One of the first options to save often seems to be refinance, lower your monthly payment and bank or invest the difference between the original payment and the new payment. There are three problems with this avenue: First, despite the best intentions, consumers rarely save the difference and earn a rate equal to your mortgage rate from your new investment. Some pressing need (school, medical emergency, family reunion) always surfaces to suck away the extra money that was supposed to be saved or invested. Second, the plan to lower the monthly mortgage payments by refinancing quickly is washed away by the empty feeling that you'll have to start all over again, thereby lengthening your mortgage commitment. Third, if you accept a low-rate, adjustable-rate mortgage, can you make the monthly payments once the loan adjusts? That payment could be greater than your present payment.

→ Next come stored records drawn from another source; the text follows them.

PR #332, opened 2026-08-19
fix(pro): diff read one directory level, hiding every nested resource

### LINKED ISSUE #331: Diff command doesn't work with configuration profiles
### jamf-cli version

1.26.0

### Product namespace

pro (Jamf Pro / Platform API)

### Auth method

oauth2 (client credentials)

### OS / platform

macOS 26.6

### Command run

```shell
jamf-cli pro diff --source <source-dir> --target <target-dir>
```

### Expected behavior

Changes to configuration profiles are detected.

### Actual behavior

```shell
Only changes to other resources are identified.
```

### Anything else?

_No response_

neilmartin83:
Fixes #331.

## The report

`pro diff --source <dir> --target <dir>` found changes in other resources but never in configuration profiles.

## Root cause

`loadSnapshotFromDirectory` walked exactly one level of subdirectories and `readObjectsFromSubdir` skips directory entries. But `backup` lays out each resource at its `SubDir`, and **thirteen** curated resources nest two levels:

```
profiles/macos            profiles/ios
prestages/computers       prestages/mobile
extension-attributes/{computer,mobile,user}
smart-groups/{computers,mobile}
static-groups/{computers,mobile}
accounts/{users,groups}
```

For `profiles/` the loader found zero files. A bucket is only added to the snapshot when it holds at least one object, so the key never appeared on **either** side and `compareSnapshots` had nothing to compare. Exit 0, no warning, output indistinguishable from "these two instances agree" — the worst failure shape a diff can have. Profiles were just the resource the reporter happened to change; prestages, extension attributes, smart groups, static groups and accounts were equally invisible.

Repro on `main` (synthetic tree, one changed `profiles/macos` profile, one changed `smart-groups/computers` group, one changed flat policy):

```
$ bin/jamf-cli pro diff --source ./a --target ./b
[ { "resource": "policies", "change": "modified", ... } ]   ← only the flat resource
exit=0
```

Same tree after this change reports all three, with real object names.

## Two adjacent mismatches from the same repro

- **The loaders bucketed under different keys.** Live mode buckets by `FilterName` (`profiles`), the directory loader by top-level directory name. Those strings coincide for flat resources — which is why the bug looked profile-specific. For nested ones, `diff --source ./backup --target production` had the key populated on one side only, so every profile came back `added` or `removed`.
- **Classic objects were keyed by filename stem.** The loader read `obj["name"]`, but a Classic detail nests its name under `general` and a prestage calls it `displayName`. The stem is `SlugifyName` output, possibly carrying a `DeduplicateSlug` suffix, so it never equals the name live mode takes from the list item — every Classic object in a directory-vs-instance diff was reported removed **and** added.

## The fix

- `BackupSubDirs()` (`pro_resources.go`) maps each `SubDir` → `FilterName`, so both loaders derive keys from one table instead of two conventions.
- `loadSnapshotFromDirectory` **reads that table instead of walking the tree**: one `os.ReadDir` of the backup root picks up the directories no curated `SubDir` claims — keyed by their own name, which carries `blueprints` / `compliance-benchmarks`, hand-assembled trees, and object files left directly in a nested parent (`profiles/*.yaml` beside `profiles/macos/`, where the directory name is already the `FilterName`) — then every `BackupResources` entry in slice order, read at `filepath.Join(dir, r.SubDir)`. A missing directory is skipped; an unreadable **root** is an error, not a warning.
- That is what makes the two loaders agree on more than the key. Both merge shared buckets with `maps.Copy` in `BackupResources` order, so the entry listed *last* wins a name collision on both sides — a macOS and an iOS profile both called `Corporate Wi-Fi` resolve to the same object on disk as they do live. A walk visits lexically and inverts that for `profiles` and `accounts`. Reading by path also bounds the read to the paths the table names (which is what keeps `packages/files`, holding downloaded package binaries, out of the snapshot) and drops the nested-parent bookkeeping, the `fs.SkipDir` handling and the depth assumptions with it.
- `backupObjectName` replaces the inline `obj["name"]` read and takes the resource's `BackupEndpoint.NameField` — checked first for the same reason `extractName` checks it first: it is where the resources that do not call their name `name` keep it (prestages `displayName`, mobile-device smart/static groups `groupName`). Then `name`, then the two shapes no registry field names (a Classic detail nesting its name under `general`, and `displayName` for a directory read without a `NameField`), then the filename stem.
- Following a **symlinked** resource directory is a capability this loader *adds*, not one it preserves: `os.ReadDir` reports a symlink-to-directory with `IsDir() == false`, so the old loader skipped it. Reading the curated resources by path follows them for free, and `entryIsDir` keeps the root-level scan consistent with that. Worth knowing when handed an untrusted tree — `diff` will read and print field values from outside it.

## Tests

Twelve new tests. The ones written to hold the line rather than the symptom:

- `TestLoadSnapshotFromDirectory_EveryCuratedSubDirIsRead` writes a file into **every** `BackupResource.SubDir` and asserts each is readable under its `FilterName` — a test over the table, so a nested resource added later cannot reintroduce the class.
- `TestLoadSnapshotFromDirectory_EveryCuratedNameFieldIsHonoured` does the same for the key: an object carrying *only* its resource's declared `NameField` must be keyed by that value, so a resource added later whose name lives somewhere new fails rather than silently falling back to the stem.
- `TestBackupObjectName_MatchesLiveNameExtraction` asserts the directory key equals `extractName` of the equivalent live list item; nothing else in the codebase forced the two loaders to agree.
- `TestLoadSnapshotFromDirectory_SharedBucketCollisionMatchesLiveOrder` pins the collision winner for `profiles` and `accounts` by reading it out of `BackupResources`, so reordering the table moves the expectation with it.
- `TestLoadSnapshotFromDirectory_UnreadableRootIsAnError` + `TestRunDiff_UnreadableSourceDirectoryErrors` keep an unreadable source out of the "No differences found" path, at the loader and at the command boundary.

Every new test was verified to fail against the behaviour it pins (the one-level walk, a `backupObjectName` without the `NameField` branch, a lexically-ordered curated pass, a root scan that skips nested parents, and a root read that only warns) and pass after. `make test`, `make lint` (0 issues) and `make verify-generated` all clean; end-to-end re-checked with the built binary — three nested/flat resources reported, and an unreadable source now exits 1 instead of printing "No differences found".

Postmortem: `docs/solutions/logic-errors/diff-missed-nested-backup-subdirs-2026-08-19.md`.

Note: no change to `backup`'s on-disk layout — existing backup directories diff correctly as-is.

### DIFF
--- a/docs/solutions/logic-errors/diff-missed-nested-backup-subdirs-2026-08-19.md
+++ b/docs/solutions/logic-errors/diff-missed-nested-backup-subdirs-2026-08-19.md
@@ -1,0 +1,112 @@
+---
+title: "pro diff read one directory level, so every nested resource — config profiles included — silently reported no change"
+date: 2026-08-19
+category: logic-errors
+module: internal/commands
+problem_type: bug
+severity: high
+applies_when:
+  - "Adding a BackupResource whose SubDir has more than one segment"
+  - "Changing how `diff` loads a backup directory, or how it keys objects"
+  - "A user reports `diff` finding changes for some resources but not others"
+  - "Comparing a backup directory against a live instance"
+tags:
+  - diff
+  - backup
+  - snapshot
+  - directory-layout
+  - silent-failure
+  - config-profiles
+issue: 331
+---
+
+# `diff` read one directory level, so nested resources reported no change
+
+## Context
+
+`pro diff` builds a `resourceSnapshot` — `resource → object name → fields` — from
+each side, then compares them. A side is either a live instance
+(`loadSnapshotFromProfile`) or a backup directory (`loadSnapshotFromDirectory`).
+`backup` lays a directory out from each curated resource's `SubDir`
+(`internal/commands/pro_resources.go`), and thirteen of those nest two levels:
+
+```
+profiles/macos            profiles/ios
+prestages/computers       prestages/mobile
+extension-attributes/{computer,mobile,user}
+smart-groups/{computers,mobile}
+static-groups/{computers,mobile}
+accounts/{users,groups}
+```
+
+## The bug
+
+The directory loader walked exactly one level (`os.ReadDir`, "each subdir is a
+resource type") and `readObjectsFromSubdir` skips directory entries. So for
+`profiles/` it found zero files, and because a bucket is only added to the
+snapshot when it holds at least one object, the key never appeared on *either*
+side. `compareSnapshots` had nothing to compare, so it reported nothing.
+
+That is the worst possible failure shape for a diff: not an error, not a warning,
+exit 0, and output that is indistinguishable from "these two instances agree".
+The reporter saw it as "diff doesn't work with configuration profiles"; profiles
+were just the resource they happened to change. Prestages, extension attributes,
+smart groups, static groups and accounts were equally invisible.
+
+Two adjacent mismatches came out of the same repro:
+
+- **Directory and live mode bucketed under different keys.** Live mode buckets by
+  `FilterName` (`profiles`), the directory loader by top-level directory name. For
+  flat resources those strings coincide, which is why the bug looked
+  profile-specific. For nested ones, a directory-vs-instance diff had the key
+  populated on one side only — so every profile reported as `added` or `removed`.
+- **Objects were keyed by filename stem for Classic resources.** The loader read
+  `obj["name"]`, but a Classic detail nests its name under `general`, and a
+  prestage calls it `displayName`. Falling through to the stem meant the key was
+  `SlugifyName` output — possibly with a `DeduplicateSlug` suffix — while live
+  mode used the real name from the list item. So `diff --source ./backup --target
+  production` reported every Classic object as removed *and* added.
+
+## Fix
+
+`BackupSubDirs()` (`pro_resources.go`) maps each `SubDir` to its `FilterName`, so
+the two loaders derive their keys from one table instead of two conventions.
+`loadSnapshotFromDirectory` now walks the tree with `filepath.WalkDir` and, per
+directory:
+
+- a path in `BackupSubDirs()` is read and then `fs.SkipDir` — a resource directory
+  owns its *files*, not its subdirectories, which is what keeps
+  `packages/files` (downloaded package binaries) out of the snapshot;
+- a parent of a nested resource path (`profiles`) is descended through, never read
+  as a resource itself;
+- an unknown *top-level* directory keeps the old behaviour, keyed by its own name
+  — that is what carries the SDK-backed resources written straight to the backup
+  root (`blueprints`, `compliance-benchmarks`) and any hand-assembled tree;
+- an unknown *nested* directory is skipped.
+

Unless you are strapped with an immediate need for a large sum of money (medical emergency, pressing family need) the decision to refinance should be based on how long you will be in your house. Never, never take out a larger loan only because you believe it to be a wise tax-deduction play.

So, what are some basic strategies and programs to pay off your home loan faster?

Simple prepayment: Financial advisers say their not-so-thrifty clients should take the money they would pay in refinancing fees or their unexpected bonus and apply the cash to the loan principal. The money would pay off the original loan faster and save interest.

A 15-year mortgage: This has become a popular alternative to the 30-year loan, especially for second-time buyers and boomers who can afford higher monthly payments. These loans carry interest rates about half a percentage point below the 30-year fixed rate.

Another popular pay-it-off plan that has resurfaced after years of a minimum payment mind set is the biweekly payment option that allows borrowers to make payments every other week for an annual total of 26 instead of 12 monthly payments.